Reproduce the opening lines of the records exactly, please, stopping after the line that contains "- Migration: 202512101500_queuedWithdrawalSlashingAdjustments".

━━━ Source data ━━━

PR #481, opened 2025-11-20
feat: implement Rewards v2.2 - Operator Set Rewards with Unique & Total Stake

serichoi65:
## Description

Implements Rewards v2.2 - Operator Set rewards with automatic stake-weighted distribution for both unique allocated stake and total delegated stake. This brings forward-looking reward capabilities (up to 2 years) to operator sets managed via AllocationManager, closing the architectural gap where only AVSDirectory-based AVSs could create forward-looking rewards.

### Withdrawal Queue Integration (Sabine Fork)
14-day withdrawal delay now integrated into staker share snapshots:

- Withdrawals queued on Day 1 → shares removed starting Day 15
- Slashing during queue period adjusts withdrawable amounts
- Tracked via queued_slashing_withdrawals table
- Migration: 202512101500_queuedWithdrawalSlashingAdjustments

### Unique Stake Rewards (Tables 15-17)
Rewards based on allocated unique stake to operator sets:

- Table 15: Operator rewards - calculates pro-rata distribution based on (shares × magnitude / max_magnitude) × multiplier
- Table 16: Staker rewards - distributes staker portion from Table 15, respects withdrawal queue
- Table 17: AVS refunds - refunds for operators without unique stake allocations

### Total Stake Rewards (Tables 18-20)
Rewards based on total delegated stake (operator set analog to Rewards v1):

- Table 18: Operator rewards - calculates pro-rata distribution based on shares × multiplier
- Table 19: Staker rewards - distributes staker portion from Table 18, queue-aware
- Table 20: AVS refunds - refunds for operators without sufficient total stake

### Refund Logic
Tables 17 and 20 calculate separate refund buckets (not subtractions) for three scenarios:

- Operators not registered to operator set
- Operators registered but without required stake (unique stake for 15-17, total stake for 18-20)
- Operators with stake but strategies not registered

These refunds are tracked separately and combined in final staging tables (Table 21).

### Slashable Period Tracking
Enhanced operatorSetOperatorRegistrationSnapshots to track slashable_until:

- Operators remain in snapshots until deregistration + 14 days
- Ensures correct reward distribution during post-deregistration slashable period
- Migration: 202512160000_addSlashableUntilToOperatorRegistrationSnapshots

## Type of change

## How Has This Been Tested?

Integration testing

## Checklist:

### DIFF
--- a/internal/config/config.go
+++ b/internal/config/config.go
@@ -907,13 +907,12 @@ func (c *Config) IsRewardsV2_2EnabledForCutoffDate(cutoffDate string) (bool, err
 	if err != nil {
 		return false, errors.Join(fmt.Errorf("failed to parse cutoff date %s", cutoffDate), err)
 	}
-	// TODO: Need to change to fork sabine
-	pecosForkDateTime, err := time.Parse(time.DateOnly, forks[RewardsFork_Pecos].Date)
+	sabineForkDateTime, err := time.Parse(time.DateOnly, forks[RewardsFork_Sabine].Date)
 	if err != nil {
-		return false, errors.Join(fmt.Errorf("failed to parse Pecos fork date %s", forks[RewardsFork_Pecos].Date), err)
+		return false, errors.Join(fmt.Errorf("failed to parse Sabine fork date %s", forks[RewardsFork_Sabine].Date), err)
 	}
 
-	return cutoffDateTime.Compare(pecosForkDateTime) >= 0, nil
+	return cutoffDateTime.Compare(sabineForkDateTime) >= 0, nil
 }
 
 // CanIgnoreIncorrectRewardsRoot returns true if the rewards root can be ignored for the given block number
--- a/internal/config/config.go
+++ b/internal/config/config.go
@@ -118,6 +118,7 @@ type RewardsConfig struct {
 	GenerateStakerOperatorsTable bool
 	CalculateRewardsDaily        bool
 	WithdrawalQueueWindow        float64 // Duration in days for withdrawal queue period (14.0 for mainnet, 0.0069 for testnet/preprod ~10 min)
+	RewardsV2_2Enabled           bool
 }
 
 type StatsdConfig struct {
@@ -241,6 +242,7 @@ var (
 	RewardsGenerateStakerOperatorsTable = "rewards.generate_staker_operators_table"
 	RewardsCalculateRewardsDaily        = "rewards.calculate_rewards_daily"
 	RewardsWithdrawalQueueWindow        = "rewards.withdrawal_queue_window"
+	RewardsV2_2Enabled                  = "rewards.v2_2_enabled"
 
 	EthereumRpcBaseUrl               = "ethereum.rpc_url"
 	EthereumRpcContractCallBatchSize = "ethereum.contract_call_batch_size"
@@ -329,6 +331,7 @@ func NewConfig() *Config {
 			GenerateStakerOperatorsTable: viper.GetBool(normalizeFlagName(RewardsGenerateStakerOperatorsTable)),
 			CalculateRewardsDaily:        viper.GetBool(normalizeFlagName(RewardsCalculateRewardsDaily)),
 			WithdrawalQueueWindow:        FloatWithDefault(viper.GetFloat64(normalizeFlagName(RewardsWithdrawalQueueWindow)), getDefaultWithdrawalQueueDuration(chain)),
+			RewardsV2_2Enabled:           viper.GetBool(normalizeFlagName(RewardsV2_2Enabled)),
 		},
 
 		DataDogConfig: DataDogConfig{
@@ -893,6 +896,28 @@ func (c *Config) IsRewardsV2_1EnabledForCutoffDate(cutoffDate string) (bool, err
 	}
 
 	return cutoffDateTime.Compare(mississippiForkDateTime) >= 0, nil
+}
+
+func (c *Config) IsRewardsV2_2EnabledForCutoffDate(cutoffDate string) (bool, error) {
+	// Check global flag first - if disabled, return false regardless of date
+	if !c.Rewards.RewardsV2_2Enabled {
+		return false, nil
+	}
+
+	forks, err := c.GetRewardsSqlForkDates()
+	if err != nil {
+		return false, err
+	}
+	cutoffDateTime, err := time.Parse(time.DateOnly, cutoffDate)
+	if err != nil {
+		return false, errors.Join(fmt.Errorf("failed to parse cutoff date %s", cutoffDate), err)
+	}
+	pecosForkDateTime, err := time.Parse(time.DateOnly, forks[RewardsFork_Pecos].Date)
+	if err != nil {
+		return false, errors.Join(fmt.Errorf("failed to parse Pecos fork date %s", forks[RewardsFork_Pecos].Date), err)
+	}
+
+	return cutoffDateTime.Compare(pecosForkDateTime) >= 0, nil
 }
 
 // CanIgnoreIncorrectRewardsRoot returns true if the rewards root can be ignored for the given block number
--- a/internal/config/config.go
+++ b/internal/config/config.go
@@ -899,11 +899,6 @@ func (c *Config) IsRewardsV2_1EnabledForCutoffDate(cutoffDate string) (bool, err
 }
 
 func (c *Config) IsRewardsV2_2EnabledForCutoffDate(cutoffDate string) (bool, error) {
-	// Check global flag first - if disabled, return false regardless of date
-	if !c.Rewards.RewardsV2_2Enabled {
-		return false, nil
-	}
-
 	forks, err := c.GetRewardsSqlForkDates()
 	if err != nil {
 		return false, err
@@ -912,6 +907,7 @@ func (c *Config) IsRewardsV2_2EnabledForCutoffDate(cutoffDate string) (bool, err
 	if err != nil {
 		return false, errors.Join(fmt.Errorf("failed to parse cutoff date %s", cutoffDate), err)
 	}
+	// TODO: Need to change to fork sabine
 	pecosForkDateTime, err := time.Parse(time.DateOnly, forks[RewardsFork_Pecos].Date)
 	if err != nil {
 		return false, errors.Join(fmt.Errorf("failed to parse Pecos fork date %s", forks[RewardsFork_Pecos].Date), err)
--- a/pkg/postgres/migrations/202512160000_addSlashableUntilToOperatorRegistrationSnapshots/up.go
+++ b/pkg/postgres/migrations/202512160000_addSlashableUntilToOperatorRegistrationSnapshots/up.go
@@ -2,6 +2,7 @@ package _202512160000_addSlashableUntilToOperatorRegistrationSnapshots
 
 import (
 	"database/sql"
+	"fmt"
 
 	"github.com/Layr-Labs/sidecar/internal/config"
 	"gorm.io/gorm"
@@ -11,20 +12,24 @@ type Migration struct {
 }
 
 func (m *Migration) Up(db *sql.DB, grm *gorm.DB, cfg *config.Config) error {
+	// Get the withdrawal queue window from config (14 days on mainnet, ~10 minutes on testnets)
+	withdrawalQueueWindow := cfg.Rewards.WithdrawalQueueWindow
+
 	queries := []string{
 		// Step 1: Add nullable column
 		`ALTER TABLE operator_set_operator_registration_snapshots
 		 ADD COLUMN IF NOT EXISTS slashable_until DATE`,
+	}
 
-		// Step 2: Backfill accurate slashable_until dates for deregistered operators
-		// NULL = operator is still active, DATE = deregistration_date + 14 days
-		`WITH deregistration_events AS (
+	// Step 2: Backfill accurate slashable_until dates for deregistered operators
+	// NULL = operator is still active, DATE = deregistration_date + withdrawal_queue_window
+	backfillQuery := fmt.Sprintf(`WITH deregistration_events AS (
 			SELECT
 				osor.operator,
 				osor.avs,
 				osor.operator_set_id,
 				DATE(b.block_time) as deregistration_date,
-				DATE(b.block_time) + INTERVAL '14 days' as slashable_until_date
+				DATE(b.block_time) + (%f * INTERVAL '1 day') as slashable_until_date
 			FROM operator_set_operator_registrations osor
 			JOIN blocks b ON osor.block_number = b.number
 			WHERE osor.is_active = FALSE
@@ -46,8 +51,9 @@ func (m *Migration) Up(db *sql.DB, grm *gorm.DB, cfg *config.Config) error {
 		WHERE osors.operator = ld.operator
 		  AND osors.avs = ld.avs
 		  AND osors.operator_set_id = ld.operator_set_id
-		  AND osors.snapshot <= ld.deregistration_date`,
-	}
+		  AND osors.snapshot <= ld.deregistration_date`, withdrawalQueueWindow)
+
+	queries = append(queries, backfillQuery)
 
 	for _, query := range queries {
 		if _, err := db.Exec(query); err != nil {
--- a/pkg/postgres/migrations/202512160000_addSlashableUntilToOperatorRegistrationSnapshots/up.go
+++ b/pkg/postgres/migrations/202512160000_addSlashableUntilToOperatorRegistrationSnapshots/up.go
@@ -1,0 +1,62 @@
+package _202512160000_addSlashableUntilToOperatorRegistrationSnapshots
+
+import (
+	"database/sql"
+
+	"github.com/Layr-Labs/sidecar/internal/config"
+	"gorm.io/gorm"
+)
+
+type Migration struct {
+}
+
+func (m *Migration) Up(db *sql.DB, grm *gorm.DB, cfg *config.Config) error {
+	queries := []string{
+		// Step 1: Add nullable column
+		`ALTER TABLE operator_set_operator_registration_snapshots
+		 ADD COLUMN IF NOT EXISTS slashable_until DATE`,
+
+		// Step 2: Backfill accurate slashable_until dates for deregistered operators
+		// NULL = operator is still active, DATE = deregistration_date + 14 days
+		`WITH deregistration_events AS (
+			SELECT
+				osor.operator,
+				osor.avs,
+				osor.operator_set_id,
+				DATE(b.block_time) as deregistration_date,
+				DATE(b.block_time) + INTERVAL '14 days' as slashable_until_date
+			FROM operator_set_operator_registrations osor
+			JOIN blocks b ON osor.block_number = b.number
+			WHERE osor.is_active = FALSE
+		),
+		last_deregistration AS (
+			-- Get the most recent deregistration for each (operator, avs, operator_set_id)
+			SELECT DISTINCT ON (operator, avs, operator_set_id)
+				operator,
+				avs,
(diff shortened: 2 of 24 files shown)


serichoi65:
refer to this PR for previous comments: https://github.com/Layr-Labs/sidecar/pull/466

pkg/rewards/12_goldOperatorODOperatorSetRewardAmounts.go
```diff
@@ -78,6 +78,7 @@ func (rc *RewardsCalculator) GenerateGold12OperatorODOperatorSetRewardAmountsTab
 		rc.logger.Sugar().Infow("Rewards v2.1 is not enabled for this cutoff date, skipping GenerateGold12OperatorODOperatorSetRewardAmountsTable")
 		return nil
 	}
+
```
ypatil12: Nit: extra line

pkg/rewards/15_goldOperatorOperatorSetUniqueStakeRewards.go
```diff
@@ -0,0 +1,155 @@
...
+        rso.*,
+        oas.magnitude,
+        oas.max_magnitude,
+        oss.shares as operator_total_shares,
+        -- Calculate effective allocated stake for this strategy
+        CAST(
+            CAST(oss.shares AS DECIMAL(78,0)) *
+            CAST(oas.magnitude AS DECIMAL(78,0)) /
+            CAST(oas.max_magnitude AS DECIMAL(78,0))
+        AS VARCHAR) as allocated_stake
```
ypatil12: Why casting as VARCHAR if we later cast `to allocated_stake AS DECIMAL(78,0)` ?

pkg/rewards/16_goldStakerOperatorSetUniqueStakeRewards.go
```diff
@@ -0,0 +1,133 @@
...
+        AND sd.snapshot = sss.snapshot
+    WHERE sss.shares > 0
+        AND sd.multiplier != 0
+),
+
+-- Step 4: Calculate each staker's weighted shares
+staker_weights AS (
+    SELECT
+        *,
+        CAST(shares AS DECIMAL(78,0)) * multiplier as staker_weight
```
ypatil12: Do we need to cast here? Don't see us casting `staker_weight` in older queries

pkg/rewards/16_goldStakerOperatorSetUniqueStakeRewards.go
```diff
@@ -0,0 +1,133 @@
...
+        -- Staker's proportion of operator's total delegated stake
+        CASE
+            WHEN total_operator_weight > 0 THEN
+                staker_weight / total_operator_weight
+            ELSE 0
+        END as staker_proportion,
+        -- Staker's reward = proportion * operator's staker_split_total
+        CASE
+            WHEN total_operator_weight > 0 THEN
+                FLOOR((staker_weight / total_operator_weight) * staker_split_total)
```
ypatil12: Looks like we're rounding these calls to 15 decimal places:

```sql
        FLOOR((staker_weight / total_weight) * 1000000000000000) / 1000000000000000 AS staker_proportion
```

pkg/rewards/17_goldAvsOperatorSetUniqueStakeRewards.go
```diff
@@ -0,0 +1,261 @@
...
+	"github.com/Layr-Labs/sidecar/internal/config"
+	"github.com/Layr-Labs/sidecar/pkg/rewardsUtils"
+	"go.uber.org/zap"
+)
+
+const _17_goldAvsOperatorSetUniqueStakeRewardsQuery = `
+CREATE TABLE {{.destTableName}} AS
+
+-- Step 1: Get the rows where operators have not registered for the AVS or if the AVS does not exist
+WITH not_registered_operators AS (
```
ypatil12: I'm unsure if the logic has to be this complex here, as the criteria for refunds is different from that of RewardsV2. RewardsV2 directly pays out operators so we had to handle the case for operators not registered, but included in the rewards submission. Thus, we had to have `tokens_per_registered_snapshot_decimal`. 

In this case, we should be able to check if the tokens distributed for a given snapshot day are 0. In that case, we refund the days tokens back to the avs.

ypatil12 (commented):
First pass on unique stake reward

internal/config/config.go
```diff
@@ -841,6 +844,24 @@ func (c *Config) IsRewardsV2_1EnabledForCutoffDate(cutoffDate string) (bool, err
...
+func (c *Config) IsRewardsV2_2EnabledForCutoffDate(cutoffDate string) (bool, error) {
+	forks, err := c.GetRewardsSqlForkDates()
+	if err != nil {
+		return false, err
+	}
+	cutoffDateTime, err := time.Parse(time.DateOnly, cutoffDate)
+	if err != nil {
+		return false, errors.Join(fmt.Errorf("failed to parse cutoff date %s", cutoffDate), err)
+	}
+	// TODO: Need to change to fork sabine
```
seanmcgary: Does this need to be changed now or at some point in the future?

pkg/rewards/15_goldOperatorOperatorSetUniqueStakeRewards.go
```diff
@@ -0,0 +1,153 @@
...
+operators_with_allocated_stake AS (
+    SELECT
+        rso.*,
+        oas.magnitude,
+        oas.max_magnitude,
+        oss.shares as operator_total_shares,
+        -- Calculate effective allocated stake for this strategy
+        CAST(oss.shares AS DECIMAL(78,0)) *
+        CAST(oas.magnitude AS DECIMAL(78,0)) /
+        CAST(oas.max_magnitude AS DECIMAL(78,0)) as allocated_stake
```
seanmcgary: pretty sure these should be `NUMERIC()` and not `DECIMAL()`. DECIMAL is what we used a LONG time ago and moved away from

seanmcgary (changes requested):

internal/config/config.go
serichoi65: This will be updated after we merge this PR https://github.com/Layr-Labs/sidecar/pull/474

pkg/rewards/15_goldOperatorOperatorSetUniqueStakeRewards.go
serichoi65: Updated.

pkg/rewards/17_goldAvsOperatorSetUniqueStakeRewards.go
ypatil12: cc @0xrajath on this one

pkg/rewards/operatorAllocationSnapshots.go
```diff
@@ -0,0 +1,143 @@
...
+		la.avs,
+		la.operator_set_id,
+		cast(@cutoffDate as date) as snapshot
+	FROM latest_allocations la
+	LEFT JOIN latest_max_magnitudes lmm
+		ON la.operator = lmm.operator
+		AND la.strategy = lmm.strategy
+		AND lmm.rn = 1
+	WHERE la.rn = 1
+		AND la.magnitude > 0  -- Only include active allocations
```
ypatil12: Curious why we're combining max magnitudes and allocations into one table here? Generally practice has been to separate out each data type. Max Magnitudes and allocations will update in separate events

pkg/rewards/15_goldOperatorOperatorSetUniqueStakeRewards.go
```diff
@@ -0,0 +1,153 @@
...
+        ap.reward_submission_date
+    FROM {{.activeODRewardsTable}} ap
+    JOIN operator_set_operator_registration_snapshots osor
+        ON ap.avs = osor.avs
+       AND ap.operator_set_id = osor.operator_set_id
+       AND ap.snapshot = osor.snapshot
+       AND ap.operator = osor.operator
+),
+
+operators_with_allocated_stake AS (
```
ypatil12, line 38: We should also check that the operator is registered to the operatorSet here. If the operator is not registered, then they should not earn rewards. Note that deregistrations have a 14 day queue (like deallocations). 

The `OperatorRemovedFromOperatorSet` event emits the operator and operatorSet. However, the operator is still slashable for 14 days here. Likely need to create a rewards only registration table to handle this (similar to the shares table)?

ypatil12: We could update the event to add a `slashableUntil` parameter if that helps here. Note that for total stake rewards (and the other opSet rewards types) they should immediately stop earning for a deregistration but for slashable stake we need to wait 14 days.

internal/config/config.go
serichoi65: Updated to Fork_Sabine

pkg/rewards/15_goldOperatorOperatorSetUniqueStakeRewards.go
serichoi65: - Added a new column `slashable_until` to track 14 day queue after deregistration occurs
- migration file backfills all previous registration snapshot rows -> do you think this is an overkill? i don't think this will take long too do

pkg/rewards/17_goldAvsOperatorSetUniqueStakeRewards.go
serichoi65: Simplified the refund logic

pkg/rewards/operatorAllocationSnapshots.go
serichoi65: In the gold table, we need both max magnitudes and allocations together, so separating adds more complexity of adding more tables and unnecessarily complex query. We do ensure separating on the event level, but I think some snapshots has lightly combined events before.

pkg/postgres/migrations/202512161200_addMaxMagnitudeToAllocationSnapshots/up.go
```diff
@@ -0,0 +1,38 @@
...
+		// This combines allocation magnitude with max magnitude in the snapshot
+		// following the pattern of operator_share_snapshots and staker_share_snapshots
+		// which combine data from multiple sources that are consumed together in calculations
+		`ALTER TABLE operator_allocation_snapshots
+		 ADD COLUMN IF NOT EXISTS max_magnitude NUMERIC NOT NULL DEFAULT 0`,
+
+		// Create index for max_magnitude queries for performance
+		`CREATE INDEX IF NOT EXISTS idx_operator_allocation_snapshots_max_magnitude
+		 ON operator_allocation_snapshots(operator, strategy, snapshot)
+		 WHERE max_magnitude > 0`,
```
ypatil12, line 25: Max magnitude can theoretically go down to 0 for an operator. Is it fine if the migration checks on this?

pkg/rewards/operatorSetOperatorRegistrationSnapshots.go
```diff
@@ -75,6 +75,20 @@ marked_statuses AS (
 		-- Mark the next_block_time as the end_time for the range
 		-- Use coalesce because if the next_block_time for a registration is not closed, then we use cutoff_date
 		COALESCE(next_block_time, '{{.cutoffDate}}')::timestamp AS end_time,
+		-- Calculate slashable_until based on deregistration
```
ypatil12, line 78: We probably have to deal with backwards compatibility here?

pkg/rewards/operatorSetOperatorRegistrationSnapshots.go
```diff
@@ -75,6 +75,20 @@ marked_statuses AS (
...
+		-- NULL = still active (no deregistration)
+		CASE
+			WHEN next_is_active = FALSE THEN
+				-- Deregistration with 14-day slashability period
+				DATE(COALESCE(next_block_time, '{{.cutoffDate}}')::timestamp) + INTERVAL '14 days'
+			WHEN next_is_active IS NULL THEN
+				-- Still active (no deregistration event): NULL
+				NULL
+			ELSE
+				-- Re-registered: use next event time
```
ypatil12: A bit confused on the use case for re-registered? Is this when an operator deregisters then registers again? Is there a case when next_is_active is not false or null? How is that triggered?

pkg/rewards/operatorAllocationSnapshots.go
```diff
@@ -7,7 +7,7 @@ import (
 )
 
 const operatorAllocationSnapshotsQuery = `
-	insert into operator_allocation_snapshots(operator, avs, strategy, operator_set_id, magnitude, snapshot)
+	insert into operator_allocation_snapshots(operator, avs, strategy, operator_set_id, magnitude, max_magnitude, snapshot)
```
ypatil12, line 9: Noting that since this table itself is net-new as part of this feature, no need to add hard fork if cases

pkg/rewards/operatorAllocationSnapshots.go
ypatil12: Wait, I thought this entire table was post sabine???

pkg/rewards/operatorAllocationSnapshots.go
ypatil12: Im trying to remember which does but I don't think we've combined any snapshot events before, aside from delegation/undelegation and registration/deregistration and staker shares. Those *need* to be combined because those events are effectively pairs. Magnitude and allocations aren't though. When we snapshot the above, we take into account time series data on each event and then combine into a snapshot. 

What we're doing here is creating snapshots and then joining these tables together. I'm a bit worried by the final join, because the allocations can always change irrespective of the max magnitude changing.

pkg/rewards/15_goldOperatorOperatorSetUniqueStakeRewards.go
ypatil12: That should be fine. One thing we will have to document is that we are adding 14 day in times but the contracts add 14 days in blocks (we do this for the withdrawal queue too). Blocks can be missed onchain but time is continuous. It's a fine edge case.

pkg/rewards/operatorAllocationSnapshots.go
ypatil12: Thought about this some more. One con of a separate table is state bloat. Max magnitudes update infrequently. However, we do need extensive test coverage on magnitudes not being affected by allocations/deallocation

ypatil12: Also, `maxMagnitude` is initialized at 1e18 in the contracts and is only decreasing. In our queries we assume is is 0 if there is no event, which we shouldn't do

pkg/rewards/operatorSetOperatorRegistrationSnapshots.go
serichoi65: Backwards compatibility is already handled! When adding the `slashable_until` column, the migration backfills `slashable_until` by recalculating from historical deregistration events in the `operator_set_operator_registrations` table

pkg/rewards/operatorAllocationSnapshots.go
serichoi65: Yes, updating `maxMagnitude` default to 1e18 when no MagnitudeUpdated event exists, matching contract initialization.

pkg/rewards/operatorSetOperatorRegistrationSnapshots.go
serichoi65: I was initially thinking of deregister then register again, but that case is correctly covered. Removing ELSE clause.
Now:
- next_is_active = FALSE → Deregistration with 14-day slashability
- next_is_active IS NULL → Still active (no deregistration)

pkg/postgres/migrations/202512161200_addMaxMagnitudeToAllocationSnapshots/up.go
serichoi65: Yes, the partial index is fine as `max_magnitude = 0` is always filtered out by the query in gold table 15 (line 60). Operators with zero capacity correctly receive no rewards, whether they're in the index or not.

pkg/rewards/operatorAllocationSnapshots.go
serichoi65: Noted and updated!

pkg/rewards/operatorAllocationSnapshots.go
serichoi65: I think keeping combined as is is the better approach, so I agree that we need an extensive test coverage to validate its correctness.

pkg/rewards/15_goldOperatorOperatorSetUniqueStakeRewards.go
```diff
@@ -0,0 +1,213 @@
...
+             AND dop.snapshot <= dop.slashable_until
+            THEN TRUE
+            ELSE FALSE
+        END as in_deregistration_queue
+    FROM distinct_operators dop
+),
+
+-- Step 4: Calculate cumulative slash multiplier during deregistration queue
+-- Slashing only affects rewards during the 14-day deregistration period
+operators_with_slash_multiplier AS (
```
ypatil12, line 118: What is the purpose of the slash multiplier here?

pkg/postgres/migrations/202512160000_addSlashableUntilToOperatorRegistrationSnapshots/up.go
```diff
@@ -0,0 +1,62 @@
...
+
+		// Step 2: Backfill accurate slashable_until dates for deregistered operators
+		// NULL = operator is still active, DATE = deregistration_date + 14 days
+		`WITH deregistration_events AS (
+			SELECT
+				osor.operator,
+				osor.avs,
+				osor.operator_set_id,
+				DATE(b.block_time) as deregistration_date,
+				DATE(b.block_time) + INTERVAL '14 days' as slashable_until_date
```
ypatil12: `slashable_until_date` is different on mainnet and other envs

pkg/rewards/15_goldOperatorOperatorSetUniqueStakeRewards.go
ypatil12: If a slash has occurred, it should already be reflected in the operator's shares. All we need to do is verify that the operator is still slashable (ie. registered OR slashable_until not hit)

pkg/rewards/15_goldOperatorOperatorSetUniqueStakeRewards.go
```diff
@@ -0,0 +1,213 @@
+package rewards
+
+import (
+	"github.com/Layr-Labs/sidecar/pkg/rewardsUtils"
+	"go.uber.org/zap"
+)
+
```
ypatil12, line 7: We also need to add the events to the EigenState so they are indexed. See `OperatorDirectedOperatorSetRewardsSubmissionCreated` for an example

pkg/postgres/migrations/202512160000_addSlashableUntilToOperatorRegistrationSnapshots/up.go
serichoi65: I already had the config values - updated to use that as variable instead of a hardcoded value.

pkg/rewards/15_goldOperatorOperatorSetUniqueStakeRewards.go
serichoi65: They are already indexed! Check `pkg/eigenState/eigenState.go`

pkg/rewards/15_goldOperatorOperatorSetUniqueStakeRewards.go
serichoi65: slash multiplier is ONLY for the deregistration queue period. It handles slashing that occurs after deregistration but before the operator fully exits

━━━

Solution to this problem
PR #481, opened 2025-11-20
feat: implement Rewards v2.2 - Operator Set Rewards with Unique & Total Stake

serichoi65:
## Description

Implements Rewards v2.2 - Operator Set rewards with automatic stake-weighted distribution for both unique allocated stake and total delegated stake. This brings forward-looking reward capabilities (up to 2 years) to operator sets managed via AllocationManager, closing the architectural gap where only AVSDirectory-based AVSs could create forward-looking rewards.

### Withdrawal Queue Integration (Sabine Fork)
14-day withdrawal delay now integrated into staker share snapshots:

- Withdrawals queued on Day 1 → shares removed starting Day 15
- Slashing during queue period adjusts withdrawable amounts
- Tracked via queued_slashing_withdrawals table
- Migration: 202512101500_queuedWithdrawalSlashingAdjustments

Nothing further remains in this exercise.